Local and non-local counterterms in the ultraviolet and infrared limits of a quantum field theory These is a question about the renormalization of a quantum field theory. See below equation (19.3) in page 176 of Thomas Hartman's notes on Quantum Gravity and Black Holes.

When we renormalize a local quantum field theory, why are we only allowed to add local counterterms to the Lagrangian?
Why do non-local terms come from the infrared physics of a quantum field theory?

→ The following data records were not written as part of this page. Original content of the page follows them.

Issue #65, opened 2020-09-11
Bump kernel.keys.maxkeys by default


nobuto-m:
As per the document, https://linuxcontainers.org/lxd/docs/master/production-setup, there are some values recommended to bump for the production setup.

At this moment, lxd explicitly bumps fs.inotify.max_user_instances out of the box since it was a common limit we hit previously.
https://bugs.launchpad.net/ubuntu/+source/lxd/+bug/1602192
https://github.com/lxc/lxd-pkg-snap/blob/7c0719817b047d9670f2c4969fdcbb0a01a304f5/snapcraft/commands/daemon.start#L336-L357

Would be nice to add `kernel.keys.maxkeys` into the default list as we see hitting to the limit commonly now.
https://launchpad.net/bugs/1891223

PR #109, opened 2022-12-08
Bump /proc/sys/kernel/keys/maxbytes out of the box

nobuto-m:
The default limit as 20000 can prevent ~20 LXD containers on a host from starting with Ubuntu guest (and cloud-init, snapd and jujud in it). 20 is not a huge number like 100 or 1,000 so it's fair to accommodate it out of the box.

Let's bump it in a similar way to /proc/sys/kernel/keys/maxkeys which we already did some time ago. See more details in
https://launchpad.net/bugs/1891223

Follow-up of #65 and #66

Signed-off-by: Nobuto Murata <nobuto.murata@canonical.com>

### DIFF
--- a/snapcraft/commands/daemon.start
+++ b/snapcraft/commands/daemon.start
@@ -409,6 +409,13 @@ if [ "$(stat -c '%u' /proc)" = 0 ]; then
         fi
     fi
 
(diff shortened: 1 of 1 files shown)


tomponline (approved):

tomponline:
@stgraber happy for this to be merged?

PR #111, opened 2023-01-11
daemon.start: add lxcfs.extra.opts config option

mihalicyn:
It may be convenient for debugging:
snap set lxd lxcfs.extra.opts="-d"
snap restart lxd


snapcraft/hooks/configure
```diff
@@ -88,6 +89,7 @@ config="${SNAP_COMMON}/config"
     echo "lxcfs_loadavg=${lxcfs_loadavg:-"false"}"
     echo "lxcfs_pidfd=${lxcfs_pidfd:-"false"}"
     echo "lxcfs_cfs=${lxcfs_cfs:-"false"}"
+    echo "lxcfs_extra_opts=\"${lxcfs_extra_opts:-""}\""
```
tomponline, line 92: Why "extra_opts" rather than making it a dedicated debug option?

tomponline: I'm not sure of the convention with the LXD snap package, but we don't have so far an equivalent way of passing arbitrary flags to the LXD binary, so it may be this was restricted by design. CC @stgraber

tomponline:
Maybe this should just be controlled by the existing `daemon.debug` option?

snapcraft/hooks/configure
mihalicyn: Because we may want to pass other libfuse options, like " -o attr_timeout".

mihalicyn:
> Maybe this should just be controlled by the existing `daemon.debug` option?

I thought about that too, but it's a rare case when you want to debug lxd at the same time as lxcfs. But lxcfs debug mode makes a serious performance impact.

snapcraft/hooks/configure
mihalicyn: > I'm not sure of the convention with the LXD snap package, but we don't have so far an equivalent way of passing arbitrary flags to the LXD binary, so it may be this was restricted by design. CC @stgraber

understand. That's why code review is important :-) I'm newbie with snap, so...

mihalicyn: As I can see we have a very convenient trick for LXD https://github.com/lxc/lxd-pkg-snap/commit/8f340a6ce50cf295f48410a8be2b9ade74c6e651
I think it's worth adding an analogical thing for lxcfs. Then it will be okay just to have snap `lxcfs.debug` option, and if we need something extra, we can just override lxcfs binary with bash script with arbitrary options passed to the lxcfs binary.

tomponline: Yes the sideloading functionality is very useful. Although it does require that the binary is built within an equivalent environment as the snap provides (so shared libraries can link correctly).

stgraber:
To sideload lxcfs, you can just bind-mount an alternative binary over /snap/lxd/current/bin/lxcfs.
To override the startup flags, you can copy, modify and then bind-mount /snap/lxd/current/commands/daemon.start

Having a `lxcfs.debug` config key seems fine to me as that's a useful thing for our users to be able to set.
An arbitrary way to pass in command arguments is probably better done with a temporary override of daemon.start.

snapcraft/hooks/configure
mihalicyn: yep, it will work only if built from ubuntu 20 env. But that's better than nothing! ;-)

mihalicyn:
Ok, so, I'll create another PR for `lxcfs.debug`.

PR #112, opened 2023-01-11
daemon.start: add lxcfs.debug config option

mihalicyn:


stgraber:
Needs to be added to snapcraft.yaml too

mihalicyn:
> Needs to be added to snapcraft.yaml too

ugh, right. Thanks!

snapcraft.yaml
```diff
@@ -43,6 +43,7 @@ description: |-
    - lxcfs.pidfd: Start per-container process tracking [default=false]
    - lxcfs.loadavg: Start tracking per-container load average [default=false]
    - lxcfs.cfs: Consider CPU shares for CPU usage [default=false]
+   - lxcfs.debug: Enable lxcfs debug mode (passes -d option) [default=false]
```
stgraber: I'd probably match the LXD one and say `Increase logging to debug level`.
The user doesn't know or care that it's the `-d` flag to LXCFS and lxcfs is already implied by the option being called `lxcfs.debug` :)

mihalicyn: fixed! :-)

PR #113, opened 2023-01-11
snapcraft: remove strip for liblxc

mihalicyn:
liblxc is small even with debuginfo it's about 400 KiB.

This simplifies coredumps analysis.


mihalicyn:
Btw, we are not stripping liblxc at this point, cause it is placed in `/lib/x86_64-linux-gnu` instead of `/lib`. I'm not sure if it's a bug or not.

PR #114, opened 2023-01-12
daemon.start: use libsegfault for lxcfs

mihalicyn:
This option enables preloading of libSegFault.so from glibc. It allows us to easily catch and print backtrace + register values when crash occurs.

It doesn't prevent from coredump generation if needed.

Stacktrace can be read from:
journalctl -u snap.lxd.daemon.service

Example:
** Segmentation fault
147658]: Register dump:
147658]:  RAX: 0000000000000005   RBX: 00005562952d1820   RCX: 00000000ffffe000
147658]:  RDX: 0000000000000000   RSI: 00007f24fa6b4ec9   RDI: 00007f24ec000c30
147658]:  RBP: 00007f24f9d86b40   R8 : 0000000000000000   R9 : 00007f24fa68c6e8
147658]:  R10: 0000556294dde145   R11: 0000000000000007   R12: 00000000000
...

### DIFF
--- a/snapcraft/commands/daemon.start
+++ b/snapcraft/commands/daemon.start
@@ -523,6 +523,11 @@ else
         [ "${lxcfs_cfs:-"false"}" = "true" ] && lxcfs_args="${lxcfs_args} --enable-cfs"
         [ "${lxcfs_debug:-"false"}" = "true" ] && lxcfs_args="${lxcfs_args} -d"
 
+        # Preload libSegFault.so to catch crashes
+        export LD_PRELOAD="${LD_PRELOAD:+${LD_PRELOAD}:}/lib/${ARCH}/libSegFault.so"
+        export SEGFAULT_USE_ALTSTACK=1
+        export SEGFAULT_SIGNALS="all"
+
         if [ -n "${lxcfs_args}" ]; then
             # shellcheck disable=SC2086
             lxcfs ${lxcfs_args} "${SNAP_COMMON}/var/lib/lxcfs" -p "${SNAP_COMMON}/lxcfs.pid" &


mihalicyn:
IMHO, it's really useful until we resolve the problem with the `core_pattern` virtualization. It looks fully safe to enable it by default, but let's have it disabled at first. We can ask users who get crashes to enable this if changing `core_pattern` is not possible for some reason or is inconvenient.

stgraber:
Any reason not to simply do this as part of lxcfs.debug? Feels like we're likely to always ask for both.

mihalicyn:
> Any reason not to simply do this as part of lxcfs.debug? Feels like we're likely to always ask for both.

`lxcfs.debug` enables debug mode in libfuse, which produces several `printf` for each fuse request. In a heavy-loaded production environment, this can be dangerous. But `lxcfs.catchsegv` looks safe in all cases.

stgraber:
Ok, then we should just do it by default if it's safe. At least in the edge channel.

mihalicyn:
Agreed. Do I need to change the `default` value in this PR or the default value for the edge channel handled externally?

stgraber:
I wouldn't even put a config key at that point, if we want it on by default, just have the startup script set it up.

Config keys are visible to user in a lot of places, so we're trying to keep them tidy and to what we expect users to consider when configuring the snap. As this one should be safe by default, we should just do it and not offer a config key for it.

mihalicyn:
Ah, understand. Ok, I think we can just enable this by default for now.
In the newer Glibc version they decided to deprecate `libSegFault.so` https://github.com/bminor/glibc/commit/65ccd641bacea33be23d51da737c2de7543d0f5e
It was moved to a separate package https://launchpad.net/ubuntu/+source/glibc-tools

We can consider other options in the future like gnulib sigsegv or https://www.gnu.org/software/libsigsegv/

mihalicyn:
I've updated PR.

PR #117, opened 2023-03-21
edk2-vars-generator: fix flash size for OVMF_4M flavor

monkz:
QemuEfiFlashSize was still at SIZE_2M, while SIZE_4M is already available

### DIFF
--- a/edk2-vars-generator/edk2-vars-generator
+++ b/edk2-vars-generator/edk2-vars-generator
@@ -96,7 +96,7 @@ if __name__ == '__main__':
             'QemuCommand': Qemu.QemuCommand(
                 QemuEfiMachine.OVMF_Q35,
                 variant=QemuEfiVariant.SECBOOT,
-                flash_size=QemuEfiFlashSize.SIZE_2MB,
+                flash_size=QemuEfiFlashSize.SIZE_4MB,
                 code_path=args.code,
                 vars_template_path=args.vars_template,
             ),


stgraber:
No, we can't do that.

monkz:
because of https://bugs.launchpad.net/ubuntu/+source/edk2/+bug/1885662 ?

stgraber:
Changing the firmware to do 4MB NVRAM will break every single existing instance which was created with a firmware using a 2MB NVRAM.

We're aware of the need to rollout 4MB NVRAM to fix issues with modern Windows UEFI revocation lists, but this can't just be a simple change like that. Instead we're going to have to build the firmware twice, once in 2MB and once in 4MB, then make LXD detect the presence of the 4MB variant and prefer it for new VMs which using the 2MB variant for existing ones.

Then a few years from now we may drop support for 2MB firmware with an upcoming LTS (won't be LXD 6.0 but maybe 7.0 can drop 2MB completely).

monkz:
would be exposing this via a "volatile.ovmf_flashsize" be possible? default: 2M
and still put the 4M Version in the craft?

even serving the 4M Version alone (without volatile..), would enable people to tinker with "qemu.raw"

stgraber:
Current plan is to not have it be user visible. We'll just assume that qemu.nvram is 2MB, qemu.4MB.nvram will be 4MB, then LXD detects which one it has for the instance and loads the matching firmware.

A user modifying `security.secureboot` always gets an NVRAM reset so touching that key would effectively convert an existing VM from 2MB to 4MB.

monkz:
@stgraber looks like OVMF_4M is never called https://github.com/lxc/lxd-pkg-snap/blob/54d069cd9479b974ed1050b7222d2478cf5dbda1/snapcraft.yaml#L858

PR #118, opened 2023-03-24
Provide multiple OVMF Builds in varying fd sizes

monkz:
This should enable lxd to switch VMs with secure boot to bigger FD sizes, as it is required for some Windows installations to load more into nvram.


monkz:
If someone could have a look on the aarch64 part - that would be nice. I have problems with cross compiling

stgraber:
Per https://bugs.launchpad.net/ubuntu/+source/edk2/+bug/1885662/comments/9 it suggests that arm64 is fine as it is today.
I don't think we should be needing any change to the python script as the script we're shipping is the exact same used by Debian and Ubuntu today to provide both 2M and 4M builds.

monkz:
I rolled back the changes in edk2-vars-generator and ensured that filenames are similar to the Debian and Ubuntu ovmf package.

monkz:
Currently not ready for merge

 A: In renormalized perturbation theory, one is simply rewriting the Lagrangian; therefore a local bare Lagrangian will yield a renormalized Lagrangian with only local terms.  Take for example $$\mathcal{L} = \frac{1}{2}\partial_\mu\phi_0\partial^\mu\phi_0-\frac{1}{2}m_0^2-\frac{\lambda_0}{4!}\phi_0^4.\hspace{1in}[1]$$
Define $$\phi_r\equiv Z_\phi^{-1/2}\phi_0$$ $$m_r^2\equiv Z_m^{-1}Z_\phi m_0^2$$ $$\lambda_r\equiv Z_\lambda^{-1}Z_\phi^2\lambda_0\mu^{-\epsilon},$$
where $\mu$ is some dimensionful scale that absorbs the change in dimensions of $\lambda$ due to dimensional regularization.  Then $$\mathcal{L} = \frac{1}{2}Z_\phi\partial_\mu\phi_r\partial^\mu\phi_r-\frac{1}{2}Z_m m_r^2\phi_r^2-Z_\lambda\frac{\lambda_r}{4!}\mu^\epsilon\phi_r^4.\hspace{1in}[2]$$
The point you should see is that [2] is exactly equal to [1]; there's only been a redefinition of quantities.  So then when we define counter terms
$$\delta_\phi\equiv Z_\phi-1$$ $$\delta_m\equiv m_r^2Z_m-1$$ $$\delta_\lambda\equiv\lambda_r Z_\lambda-1,$$ then our renormalized Lagrangian with counter terms has only local operators:
$$\mathcal{L} = \frac{1}{2}\partial_\mu\phi_r\partial^\mu\phi_r-\frac{1}{2}m_r^2\phi_r^2-\frac{\lambda_r}{4!}\mu^\epsilon\phi_r^4 \\+\frac{1}{2}\delta_\phi\partial_\mu\phi_r\partial^\mu\phi_r-\frac{1}{2}\delta_m\phi_r^2-\frac{\delta_\lambda}{4!}\mu^\epsilon\phi_r^4.$$
I'm not quite sure what you're referring to in terms of non-local terms and infrared physics; could you please clarify?  There are certainly IR divergences for many QFT processes, but these IR divergences can be absorbed systematically to yield IR finite results.